C’est un soir d’automne que le Queen, célèbre club gay des Champs-Élysées, accueille la première édition de Respect. Avec les Daft Punk en tête d’affiche, la soirée rencontre un succès immédiat. On retrouve derrière son organisation deux journalistes, David Blot de Radio Nova et Jérôme Viger-Kohler de FG, ainsi que Fred Agostini, l’homme des soirées Xanadu.

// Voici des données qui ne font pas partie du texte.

PR #245, opened 2020-04-01
Dan/wrap auth

sabind:
Description
-----------

Tidy up Auth PR

Motivation
----------

Just tweaking a few things from @ashwinkjoseph

Testing Guidelines
------------------

Release Checklist
-----------------

Security Checklist
-------------------

Additional Notes
----------------

### DIFF
--- a/web-client/package.json
+++ b/web-client/package.json
@@ -43,7 +43,10 @@
   },
   "scripts": {
     "start": "SKIP_PREFLIGHT_CHECK=true react-app-rewired start",
-    "build": "NODE_ENV=development react-app-rewired build",
+    "build": "react-app-rewired build",
+    "build:dev": "NODE_ENV='DEVELOPMENT' react-app-rewired build",
+    "build:staging": "NODE_ENV='STAGING' react-app-rewired build",
+    "build:prod": "NODE_ENV='PRODUCTION' react-app-rewired build",
     "test": "react-app-rewired test",
     "eject": "react-app-rewired eject",
     "lint": "eslint . --ext .js,.ts,.tsx && prettier --check \"./src/**/*.{ts,tsx}\"",
--- a/web-client/src/firebase/index.ts
+++ b/web-client/src/firebase/index.ts
@@ -1,5 +1,4 @@
-import * as firebase from 'firebase/app';
-import 'firebase/auth';
+import firebase from 'firebase';
 
 const config = {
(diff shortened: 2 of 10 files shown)


web-client/package.json
```diff
@@ -43,7 +43,10 @@
   },
   "scripts": {
     "start": "SKIP_PREFLIGHT_CHECK=true react-app-rewired start",
-    "build": "NODE_ENV=development react-app-rewired build",
+    "build": "react-app-rewired build",
```
sabind, line 46: This is mostly the section I need help with in terms of using env vars in react.

`web-client/src/firebase/index.ts` contains the logic that should leverage the env var to load the proper config.

web-client/src/firebase/index.ts
```diff
@@ -9,8 +8,8 @@ const config = {
     projectId: 'reach4help-dev',
     storageBucket: 'reach4help-dev.appspot.com',
     messagingSenderId: '664078449280',
-    appId: '1:664078449280:web:fad2c3b30771213e5f4465',
-    measurementId: 'G-WFTRYNEQBB',
+    appId: '1:664078449280:web:115f33485dfc48e35f4465',
+    measurementId: 'G-DKH4PLZ62L',
```
jpmarques66, line 12: I think it isn't a good idea to have these keys and ids publicly in our repo 🤔

jpmarques66: Maybe this can go into .env files, what do ya think?

jpmarques66: I talked with Joseph and he'll handle this 😄 . Also, I don't if it is a good idea to maintain these values in the future. I think we should refresh the app id's and keys after they get removed from the code base. Maybe @mdeous can support me here.

sabind: https://firebase.google.com/docs/hosting/reserved-urls

sabind: > I talked with Joseph and he'll handle this 😄 . Also, I don't if it is a good idea to maintain these values in the future. I think we should refresh the app id's and keys after they get removed from the code base. Maybe @mdeous can support me here.

Will @ashwinkjoseph be taking over the work directly in this PR?

jpmarques66: I think he'll be creating other PR.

Leur objectif est double. Tout d’abord, créer à Paris une véritable “club culture” sur le modèle new-yorkais, afin de sortir du schéma de la boîte de nuit traditionnelle où la musique n’a que peu d’importance. Ils invitent pour cela des légendes de la house américaine comme David Mancuso du Loft ou Joe Claussell. Ensuite, et surtout, il s’agit d’offrir un espace digne où puisse enfin s’exprimer cette scène française bouillonnante qui fait tant parler d’elle à l’étranger. Les Cassius, De Crécy, Dimitri From Paris et autres n’étaient en effet que rarement invités à jouer à domicile. Il y a bien le Rex Club, mais ce dernier demeure dans un certain purisme techno venu de Detroit et de la culture rave. Les soirées Respect se déroulent chaque mercredi soir, sont gratuites et ont une politique très tolérante à la porte. Les stars du show-biz comme les étudiants fauchés s’y retrouvent dans une ambiance bon enfant autour d’une musique furieusement moderne. Les flyers au format cartes à collectionner sont réalisés par la photographe Agnès Dahan et participent à une esthétique glamour et cool. Consécration quelques mois plus tard, lorsque les soirées Respect traversent l’Atlantique pour se retrouver au Twilo de New York où les Américains raffolent des artistes hexagonaux. L’une se déroulera même à Los Angeles dans le fameux manoir Playboy d’Hugh Hefner, le fondateur du magazine érotique. Avec Respect, la “french touch” n’est plus seulement visible dans les bacs, elle a désormais investi les clubs du monde entier. Et la nuit parisienne s’en trouve transformée à jamais.

Décembre 1996

Etienne de Crécy lance super Discount

Échappé du duo Motorbass, Étienne de Crécy vole désormais de ses propres ailes, mais pas totalement en solo. Super Discount est un album concept autour du consumérisme qui accueille d’autres artistes comme Air, Alex Gopher ou… Philippe Zdar. Il impose une house “filtrée” aux influences multiples et accorde une place importance à l’image via ses clips et ses pochettes qui se combinent entre elles.

Les débuts du web électro

1996 est aussi l’année où Internet devient disponible pour le grand public en France. Certes, on s’y connecte avec des débits très lents et pour une durée limitée – AOL propose par exemple des offres de 20 heures par mois –, mais le “réseau des réseaux” offre des possibilités inédites. Le monde entier est désormais accessible en quelques clics. Cela va changer la donne dans tous les domaines, et en particulier celui de la musique.